Saved entries

——————————

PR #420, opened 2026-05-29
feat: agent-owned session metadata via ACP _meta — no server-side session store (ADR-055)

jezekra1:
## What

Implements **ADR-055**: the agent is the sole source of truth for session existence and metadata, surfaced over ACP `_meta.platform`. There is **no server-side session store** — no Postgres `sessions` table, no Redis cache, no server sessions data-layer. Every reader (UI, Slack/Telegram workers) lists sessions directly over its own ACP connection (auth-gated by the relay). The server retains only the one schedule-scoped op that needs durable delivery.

——————————

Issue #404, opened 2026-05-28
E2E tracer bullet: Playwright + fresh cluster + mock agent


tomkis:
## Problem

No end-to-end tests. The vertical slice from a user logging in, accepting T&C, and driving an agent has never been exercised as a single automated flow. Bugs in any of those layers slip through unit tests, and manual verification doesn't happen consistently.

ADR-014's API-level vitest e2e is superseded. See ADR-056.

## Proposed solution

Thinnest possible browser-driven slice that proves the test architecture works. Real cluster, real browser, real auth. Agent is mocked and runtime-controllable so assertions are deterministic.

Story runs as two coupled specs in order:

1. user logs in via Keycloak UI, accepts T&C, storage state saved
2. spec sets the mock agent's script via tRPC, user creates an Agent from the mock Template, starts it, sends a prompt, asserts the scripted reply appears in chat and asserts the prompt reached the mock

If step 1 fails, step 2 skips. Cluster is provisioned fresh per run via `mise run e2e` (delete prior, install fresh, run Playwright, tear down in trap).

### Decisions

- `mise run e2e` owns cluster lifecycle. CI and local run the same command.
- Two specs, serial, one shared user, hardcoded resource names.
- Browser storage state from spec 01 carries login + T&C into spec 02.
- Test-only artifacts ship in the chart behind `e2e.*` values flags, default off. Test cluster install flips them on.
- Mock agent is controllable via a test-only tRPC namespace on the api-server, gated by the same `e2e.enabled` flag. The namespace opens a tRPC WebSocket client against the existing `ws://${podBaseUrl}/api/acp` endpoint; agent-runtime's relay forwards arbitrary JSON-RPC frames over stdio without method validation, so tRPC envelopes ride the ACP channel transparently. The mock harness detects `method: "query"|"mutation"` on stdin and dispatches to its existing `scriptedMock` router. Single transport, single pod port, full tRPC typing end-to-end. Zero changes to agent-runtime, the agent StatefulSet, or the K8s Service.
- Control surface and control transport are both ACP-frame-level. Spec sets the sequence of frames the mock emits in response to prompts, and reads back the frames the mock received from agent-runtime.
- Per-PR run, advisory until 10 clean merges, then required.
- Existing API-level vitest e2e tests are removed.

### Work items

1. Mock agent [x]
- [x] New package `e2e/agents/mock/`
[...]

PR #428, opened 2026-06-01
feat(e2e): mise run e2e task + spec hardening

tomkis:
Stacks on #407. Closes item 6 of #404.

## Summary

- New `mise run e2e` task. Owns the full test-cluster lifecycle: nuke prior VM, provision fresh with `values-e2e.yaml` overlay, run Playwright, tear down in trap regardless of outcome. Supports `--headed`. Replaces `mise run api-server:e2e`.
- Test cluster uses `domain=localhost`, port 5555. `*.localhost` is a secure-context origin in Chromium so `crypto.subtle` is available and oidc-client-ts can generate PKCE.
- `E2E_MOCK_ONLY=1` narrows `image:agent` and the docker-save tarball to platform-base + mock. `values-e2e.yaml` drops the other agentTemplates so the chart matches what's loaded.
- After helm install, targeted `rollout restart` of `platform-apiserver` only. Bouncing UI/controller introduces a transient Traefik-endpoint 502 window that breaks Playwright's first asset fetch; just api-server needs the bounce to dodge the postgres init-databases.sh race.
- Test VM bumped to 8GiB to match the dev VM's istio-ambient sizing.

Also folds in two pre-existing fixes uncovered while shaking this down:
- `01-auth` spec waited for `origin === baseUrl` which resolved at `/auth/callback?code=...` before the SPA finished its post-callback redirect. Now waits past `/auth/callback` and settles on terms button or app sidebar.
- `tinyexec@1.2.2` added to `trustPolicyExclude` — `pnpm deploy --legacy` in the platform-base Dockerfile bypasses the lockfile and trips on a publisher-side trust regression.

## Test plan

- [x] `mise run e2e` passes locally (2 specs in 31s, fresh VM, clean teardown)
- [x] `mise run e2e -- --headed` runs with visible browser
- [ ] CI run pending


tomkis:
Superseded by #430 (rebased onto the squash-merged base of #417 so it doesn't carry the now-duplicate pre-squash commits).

——————————

Problem to work on - Looking at the entries above, can you reproduce exactly the lines from the one that holds "ADR-014's API-level vitest" through the one that holds "1. user logs", and only those?

Expected answer -
ADR-014's API-level vitest e2e is superseded. See ADR-056.

## Proposed solution

Thinnest possible browser-driven slice that proves the test architecture works. Real cluster, real browser, real auth. Agent is mocked and runtime-controllable so assertions are deterministic.

Story runs as two coupled specs in order:

1. user logs in via Keycloak UI, accepts T&C, storage state saved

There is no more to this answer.